Records contained in a dataset>
%%

PR #351, opened 2024-02-01
Small simplification in the name-mapping

Fokko:
Noticed this while debugging some stuff.


HonahX (approved):
Make sense! Thanks for the work.

PR #352, opened 2024-02-01
Improve error message in case of a mismatch

Fokko:


pyiceberg/schema.py
```diff
@@ -221,6 +227,11 @@ def find_type(self, name_or_id: Union[str, int], case_sensitive: bool = True) ->
     def highest_field_id(self) -> int:
         return max(self._lazy_id_to_name.keys(), default=0)
 
+    def name_mapping(self) -> NameMapping:
```
HonahX, line 230: Could this be a `@cached_property` since schema should be immutable?

pyiceberg/table/__init__.py
```diff
@@ -133,6 +132,43 @@
...
+
+        rich_table = RichTable(show_header=True, header_style="bold")
+        rich_table.add_column("")
+        rich_table.add_column("Table field")
+        rich_table.add_column("Dataframe field")
+
+        for lhs in table_schema.fields:
+            try:
+                rhs = task_schema.find_field(lhs.field_id)
+                rich_table.add_row("✅" if lhs == rhs else "❌", str(lhs), str(rhs))
```
HonahX, line 164: These symbols look nice! However, I'm concerned about whether these emojis will render correctly across all platforms. Could this be a potential issue, or am I overthinking it?

HonahX (commented):
Thanks @Fokko! Just have 2 small question.

pyiceberg/schema.py
Fokko: That's a great suggestion 👍

pyiceberg/table/__init__.py
Fokko: It is just plain utf8, so they'll appear differently on different systems. I think we should be okay.

pyiceberg/table/__init__.py
```diff
@@ -133,6 +132,41 @@
 _JAVA_LONG_MAX = 9223372036854775807
 
 
+def _check_schema(table_schema: Schema, other_schema: "pa.Schema") -> None:
+    from pyiceberg.io.pyarrow import _pyarrow_to_schema_without_ids, pyarrow_to_schema
+
+    name_mapping = table_schema.name_mapping()
```
HonahX, line 138:
```suggestion
    name_mapping = table_schema.name_mapping
```

HonahX (approved):
I think this PR is good to go when CI pass. Thanks!

PR #353, opened 2024-02-02
partitioned write support

jqin61:
Todo
- [ ] support partitioned append() 
  - [x] support append with identity transform
  - [ ] fix scenario when arrow table schema not aligned with iceberg schema 
  - [ ] add integration test for null column partitioning after issue#348 is closed
  - [ ] avoid sorting input arrow table when it is already sorted
- [ ] support other transform functions
- [ ] support partitioned static overwrite()
- [ ] support partitioned dynamic overwrite()
  - [ ] extend summary

### DIFF
--- a/pyiceberg/table/__init__.py
+++ b/pyiceberg/table/__init__.py
@@ -107,6 +107,7 @@ from pyiceberg.typedef import (
     Identifier,
     KeyDefaultDict,
     Properties,
+    Record,
 )
 from pyiceberg.types import (
     IcebergType,
@@ -939,9 +940,6 @@ class Table:
 
         if not isinstance(df, pa.Table):
             raise ValueError(f"Expected PyArrow table, got: {df}")
-
-        if len(self.spec().fields) > 0:
-            raise ValueError("Cannot write to partitioned tables")
 
         if len(self.sort_order().fields) > 0:
             raise ValueError("Cannot write to tables with a sort-order")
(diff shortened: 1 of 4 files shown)


pyiceberg/table/__init__.py
```diff
@@ -2467,3 +2462,131 @@ def commit(self) -> Snapshot:
...
         return snapshot
+
+
+@dataclass(frozen=True)
+class TablePartition:
+    partition_key: Record
+    arrow_table_partition: pa.Table
+
+
+def get_partition_sort_order(partition_columns: list[str], reverse: bool = False) -> dict[str, Any]:
```
syun64, line 2473:
```suggestion
def _get_partition_sort_order(partition_columns: list[str], reverse: bool = False) -> dict[str, Any]:
```

This is a nit: should we use _single_leading_underscore to indicate that these are internal functions according to [PEP-8](https://peps.python.org/pep-0008/)?

jqin61: Yes, thanks for the reminder! More refactoring is on the way.

pyiceberg/manifest.py
```diff
@@ -308,6 +308,7 @@ def data_file_with_partition(partition_type: StructType, format_version: Literal
             field_id=field.field_id,
             name=field.name,
             field_type=partition_field_to_data_file_partition_field(field.field_type),
+            required=False
```
jqin61, line 311: Dafault value is True, which breaks the avro writer encoding manifestenrty when the partition value is null. (Because the attribute of required being True in the nested field of the avro schema will be used by the writer to infer and choose non-optional field writer which could not encode None value.)

This is for encoding only, so set it to False for now. 

TODO: Set it properly according to table schema.

jqin61:
As discussed in the monthly meeting, this will be broken down into 4 prs of:
1. Partitioned append with identity transform
2. Dynamic overwrite using delete + append, 2 snapshots in one commit
3. Hidden partitioning support (for slicing the arrow table, manifest file entry.partition, data file path)
4. Static overwrite using delete + append, 2 snapshots in one commit

kevinjqliu:
hey @sungwy @jqin61 just wanted to double check that this PR is no longer relevant. I believe all components of partitioned write support has been already merged

Fokko:
I'm going to close this one since it is already in, thanks @jqin61

PR #356, opened 2024-02-03
fix postgres catalog initialization when tables do not exist

rahij:
When sqlalchemy encounters an error if the table does not exist, it raises a different exception from sqlite. Hence, when using postgres, it is not possible to even create the catalog, as the exception is not handled (and therefore, we will not be able to do `catalog.create_tables()` either). I am able to reproduce this in tests with a postgres docker container, so I can incorporate that into these tests as another parameterized fixture if that is desired.

### DIFF
--- a/pyiceberg/catalog/sql.py
+++ b/pyiceberg/catalog/sql.py
@@ -32,7 +32,7 @@ from sqlalchemy import (
     union,
     update,
 )
-from sqlalchemy.exc import IntegrityError, NoResultFound, OperationalError
+from sqlalchemy.exc import IntegrityError, NoResultFound, OperationalError, ProgrammingError
 from sqlalchemy.orm import (
     DeclarativeBase,
     Mapped,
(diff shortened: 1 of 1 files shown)


rahij:
@Fokko would you be the right person to review this?

Fokko:
@rahij Sure thing! Can you run `make lint` to fix the style issues? Thanks!

pyiceberg/catalog/sql.py
```diff
@@ -111,7 +111,7 @@ def _ensure_tables_exist(self) -> None:
                 stmt = select(1).select_from(table)
                 try:
                     session.scalar(stmt)
-                except OperationalError:
+                except (OperationalError, ProgrammingError): # sqlalchemy returns OperationalError in case of sqlite and ProgrammingError with postgres.
```
Fokko, line 114:
```suggestion
                except (
                    OperationalError,
                    ProgrammingError,
                ):  # sqlalchemy returns OperationalError in case of sqlite and ProgrammingError with postgres.
```

Fokko (approved):
Thanks for fixing this @rahij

%%

What to work on>
From the first line to the last, reproduce the data exactly.

Solution to the problem>
PR #351, opened 2024-02-01
Small simplification in the name-mapping

Fokko:
Noticed this while debugging some stuff.


HonahX (approved):
Make sense! Thanks for the work.

PR #352, opened 2024-02-01
Improve error message in case of a mismatch

Fokko:


pyiceberg/schema.py
```diff
@@ -221,6 +227,11 @@ def find_type(self, name_or_id: Union[str, int], case_sensitive: bool = True) ->
     def highest_field_id(self) -> int:
         return max(self._lazy_id_to_name.keys(), default=0)
 
+    def name_mapping(self) -> NameMapping:
```
HonahX, line 230: Could this be a `@cached_property` since schema should be immutable?

pyiceberg/table/__init__.py
```diff
@@ -133,6 +132,43 @@
...
+
+        rich_table = RichTable(show_header=True, header_style="bold")
+        rich_table.add_column("")
+        rich_table.add_column("Table field")
+        rich_table.add_column("Dataframe field")
+
+        for lhs in table_schema.fields:
+            try:
+                rhs = task_schema.find_field(lhs.field_id)
+                rich_table.add_row("✅" if lhs == rhs else "❌", str(lhs), str(rhs))
```
HonahX, line 164: These symbols look nice! However, I'm concerned about whether these emojis will render correctly across all platforms. Could this be a potential issue, or am I overthinking it?

HonahX (commented):
Thanks @Fokko! Just have 2 small question.

pyiceberg/schema.py
Fokko: That's a great suggestion 👍

pyiceberg/table/__init__.py
Fokko: It is just plain utf8, so they'll appear differently on different systems. I think we should be okay.

pyiceberg/table/__init__.py
```diff
@@ -133,6 +132,41 @@
 _JAVA_LONG_MAX = 9223372036854775807
 
 
+def _check_schema(table_schema: Schema, other_schema: "pa.Schema") -> None:
+    from pyiceberg.io.pyarrow import _pyarrow_to_schema_without_ids, pyarrow_to_schema
+
+    name_mapping = table_schema.name_mapping()
```
HonahX, line 138:
```suggestion
    name_mapping = table_schema.name_mapping
```

HonahX (approved):
I think this PR is good to go when CI pass. Thanks!

PR #353, opened 2024-02-02
partitioned write support

jqin61:
Todo
- [ ] support partitioned append() 
  - [x] support append with identity transform
  - [ ] fix scenario when arrow table schema not aligned with iceberg schema 
  - [ ] add integration test for null column partitioning after issue#348 is closed
  - [ ] avoid sorting input arrow table when it is already sorted
- [ ] support other transform functions
- [ ] support partitioned static overwrite()
- [ ] support partitioned dynamic overwrite()
  - [ ] extend summary

### DIFF
--- a/pyiceberg/table/__init__.py
+++ b/pyiceberg/table/__init__.py
@@ -107,6 +107,7 @@ from pyiceberg.typedef import (
     Identifier,
     KeyDefaultDict,
     Properties,
+    Record,
 )
 from pyiceberg.types import (
     IcebergType,
@@ -939,9 +940,6 @@ class Table:
 
         if not isinstance(df, pa.Table):
             raise ValueError(f"Expected PyArrow table, got: {df}")
-
-        if len(self.spec().fields) > 0:
-            raise ValueError("Cannot write to partitioned tables")
 
         if len(self.sort_order().fields) > 0:
             raise ValueError("Cannot write to tables with a sort-order")
(diff shortened: 1 of 4 files shown)


pyiceberg/table/__init__.py
```diff
@@ -2467,3 +2462,131 @@ def commit(self) -> Snapshot:
...
         return snapshot
+
+
+@dataclass(frozen=True)
+class TablePartition:
+    partition_key: Record
+    arrow_table_partition: pa.Table
+
+
+def get_partition_sort_order(partition_columns: list[str], reverse: bool = False) -> dict[str, Any]:
```
syun64, line 2473:
```suggestion
def _get_partition_sort_order(partition_columns: list[str], reverse: bool = False) -> dict[str, Any]:
```

This is a nit: should we use _single_leading_underscore to indicate that these are internal functions according to [PEP-8](https://peps.python.org/pep-0008/)?

jqin61: Yes, thanks for the reminder! More refactoring is on the way.

pyiceberg/manifest.py
```diff
@@ -308,6 +308,7 @@ def data_file_with_partition(partition_type: StructType, format_version: Literal
             field_id=field.field_id,
             name=field.name,
             field_type=partition_field_to_data_file_partition_field(field.field_type),
+            required=False
```
jqin61, line 311: Dafault value is True, which breaks the avro writer encoding manifestenrty when the partition value is null. (Because the attribute of required being True in the nested field of the avro schema will be used by the writer to infer and choose non-optional field writer which could not encode None value.)

This is for encoding only, so set it to False for now. 

TODO: Set it properly according to table schema.

jqin61:
As discussed in the monthly meeting, this will be broken down into 4 prs of:
1. Partitioned append with identity transform
2. Dynamic overwrite using delete + append, 2 snapshots in one commit
3. Hidden partitioning support (for slicing the arrow table, manifest file entry.partition, data file path)
4. Static overwrite using delete + append, 2 snapshots in one commit

kevinjqliu:
hey @sungwy @jqin61 just wanted to double check that this PR is no longer relevant. I believe all components of partitioned write support has been already merged

Fokko:
I'm going to close this one since it is already in, thanks @jqin61

PR #356, opened 2024-02-03
fix postgres catalog initialization when tables do not exist

rahij:
When sqlalchemy encounters an error if the table does not exist, it raises a different exception from sqlite. Hence, when using postgres, it is not possible to even create the catalog, as the exception is not handled (and therefore, we will not be able to do `catalog.create_tables()` either). I am able to reproduce this in tests with a postgres docker container, so I can incorporate that into these tests as another parameterized fixture if that is desired.

### DIFF
--- a/pyiceberg/catalog/sql.py
+++ b/pyiceberg/catalog/sql.py
@@ -32,7 +32,7 @@ from sqlalchemy import (
     union,
     update,
 )
-from sqlalchemy.exc import IntegrityError, NoResultFound, OperationalError
+from sqlalchemy.exc import IntegrityError, NoResultFound, OperationalError, ProgrammingError
 from sqlalchemy.orm import (
     DeclarativeBase,
     Mapped,
(diff shortened: 1 of 1 files shown)


rahij:
@Fokko would you be the right person to review this?

Fokko:
@rahij Sure thing! Can you run `make lint` to fix the style issues? Thanks!

pyiceberg/catalog/sql.py
```diff
@@ -111,7 +111,7 @@ def _ensure_tables_exist(self) -> None:
                 stmt = select(1).select_from(table)
                 try:
                     session.scalar(stmt)
-                except OperationalError:
+                except (OperationalError, ProgrammingError): # sqlalchemy returns OperationalError in case of sqlite and ProgrammingError with postgres.
```
Fokko, line 114:
```suggestion
                except (
                    OperationalError,
                    ProgrammingError,
                ):  # sqlalchemy returns OperationalError in case of sqlite and ProgrammingError with postgres.
```

Fokko (approved):
Thanks for fixing this @rahij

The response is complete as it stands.